Cuando Tomás de Torquemada se hizo Inquisidor de Castilla y Aragón —bajo el manto de confesor de Isabel la Católica—, seguramente nunca imaginó que sus ideas de persecución, y la mentalidad de plaza sitiada, perdurarían durante siglos.
No hasta 1834, cuando la Inquisición en España se fue a bolina. No hasta 1965, cuando Roma finalmente decidió poner punto final, cuando Pablo VI reorganizó el oficio… Sino hasta hoy, en pleno siglo XXI.
Hoy, Torquemada estaría orgulloso. Su ministerio —que torturó, ahogó, mutiló, excomulgó y persiguió a los disidentes de la Iglesia Católica en Europa—, sigue presente en las otrora posesiones de ultramar, y aunque ha dejado de lado, en buena medida, el aspecto físico de la cacería, los nuevos escenarios han ayudado a la permanencia de los promotores de la hoguera, fuertes representantes de un poder extinto en el Nuevo Mundo hace, en el mejor de los casos, poco más de 200 años…
Por eso no deberíamos asombrarnos si en la televisión cubana un presentador culmina su segmento informativo diciendo que “el diablo se alimenta de mentiras”.
Lo van viendo, ¿no?
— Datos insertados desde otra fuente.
PR #117, opened 2018-08-08
Ssandler hsl migration

ssandler:
I ran the migration on this repo and ensured the tests still pass.


ssandler:
It would be a little bit nicer to:
- avoid the trailing newline if the following declaration is a namespace use declaration to avoid the extra newline
- if we removed any namespace use declarations that are HSL declarations, put the new one in the same place

ssandler:
I made the change to remove the extra newline if the following declaration is a `use` statement and re-ran the migration, looks a bit nicer.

En pleno 2020.
Por supuesto, el 2020 ha sido un año tan terrible desde sus inicios que cualquiera se plantearía preguntarse qué rayos —o qué demonios, para mantenernos en la cuerda eclesiástica— deseó la gente al bajarse el trago de sidra el 31 de diciembre de 2019.
Desde su nacimiento, el bisiesto traía ya inoculado el virus de Wuhan, el abuso, la discriminación, la revuelta, el saqueo, los cristales rotos, el molotov, el incendio, la pólvora, el fuego. La hoguera. El odio.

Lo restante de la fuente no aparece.